== What needs to be done ==
Only the line with "- will pause and unpause all pipelines" and the lines after it, to the end of the data, should appear in the answer, each reproduced exactly.

(Provided records begins)

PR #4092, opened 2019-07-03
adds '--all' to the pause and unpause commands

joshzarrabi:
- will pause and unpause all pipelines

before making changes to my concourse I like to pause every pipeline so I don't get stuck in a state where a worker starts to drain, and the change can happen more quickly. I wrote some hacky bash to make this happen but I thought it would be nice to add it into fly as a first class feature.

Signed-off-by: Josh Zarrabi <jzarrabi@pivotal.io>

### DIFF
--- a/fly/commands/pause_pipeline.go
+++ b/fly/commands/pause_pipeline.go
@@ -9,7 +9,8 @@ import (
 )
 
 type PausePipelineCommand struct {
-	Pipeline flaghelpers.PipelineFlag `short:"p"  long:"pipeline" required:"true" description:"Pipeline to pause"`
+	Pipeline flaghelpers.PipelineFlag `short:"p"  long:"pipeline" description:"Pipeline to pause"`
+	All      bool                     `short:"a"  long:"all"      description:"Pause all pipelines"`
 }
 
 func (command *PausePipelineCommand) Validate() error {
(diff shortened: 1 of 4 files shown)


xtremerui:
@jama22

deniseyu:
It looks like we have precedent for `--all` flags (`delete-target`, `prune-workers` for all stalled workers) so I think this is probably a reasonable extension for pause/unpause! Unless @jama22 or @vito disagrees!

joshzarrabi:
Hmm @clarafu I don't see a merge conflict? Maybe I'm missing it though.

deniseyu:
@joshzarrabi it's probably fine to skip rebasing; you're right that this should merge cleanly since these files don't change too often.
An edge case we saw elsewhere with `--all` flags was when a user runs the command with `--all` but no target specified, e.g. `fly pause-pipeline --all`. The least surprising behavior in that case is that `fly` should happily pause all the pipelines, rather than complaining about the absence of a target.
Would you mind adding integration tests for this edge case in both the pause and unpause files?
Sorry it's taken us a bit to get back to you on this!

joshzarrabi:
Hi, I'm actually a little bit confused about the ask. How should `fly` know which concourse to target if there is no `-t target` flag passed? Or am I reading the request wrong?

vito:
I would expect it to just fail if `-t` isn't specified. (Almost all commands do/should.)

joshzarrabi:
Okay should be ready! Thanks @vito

(Provided records ends)

== Finished task ==
- will pause and unpause all pipelines

before making changes to my concourse I like to pause every pipeline so I don't get stuck in a state where a worker starts to drain, and the change can happen more quickly. I wrote some hacky bash to make this happen but I thought it would be nice to add it into fly as a first class feature.

Signed-off-by: Josh Zarrabi <jzarrabi@pivotal.io>

### DIFF
--- a/fly/commands/pause_pipeline.go
+++ b/fly/commands/pause_pipeline.go
@@ -9,7 +9,8 @@ import (
 )
 
 type PausePipelineCommand struct {
-	Pipeline flaghelpers.PipelineFlag `short:"p"  long:"pipeline" required:"true" description:"Pipeline to pause"`
+	Pipeline flaghelpers.PipelineFlag `short:"p"  long:"pipeline" description:"Pipeline to pause"`
+	All      bool                     `short:"a"  long:"all"      description:"Pause all pipelines"`
 }
 
 func (command *PausePipelineCommand) Validate() error {
(diff shortened: 1 of 4 files shown)


xtremerui:
@jama22

deniseyu:
It looks like we have precedent for `--all` flags (`delete-target`, `prune-workers` for all stalled workers) so I think this is probably a reasonable extension for pause/unpause! Unless @jama22 or @vito disagrees!

joshzarrabi:
Hmm @clarafu I don't see a merge conflict? Maybe I'm missing it though.

deniseyu:
@joshzarrabi it's probably fine to skip rebasing; you're right that this should merge cleanly since these files don't change too often.
An edge case we saw elsewhere with `--all` flags was when a user runs the command with `--all` but no target specified, e.g. `fly pause-pipeline --all`. The least surprising behavior in that case is that `fly` should happily pause all the pipelines, rather than complaining about the absence of a target.
Would you mind adding integration tests for this edge case in both the pause and unpause files?
Sorry it's taken us a bit to get back to you on this!

joshzarrabi:
Hi, I'm actually a little bit confused about the ask. How should `fly` know which concourse to target if there is no `-t target` flag passed? Or am I reading the request wrong?

vito:
I would expect it to just fail if `-t` isn't specified. (Almost all commands do/should.)

joshzarrabi:
Okay should be ready! Thanks @vito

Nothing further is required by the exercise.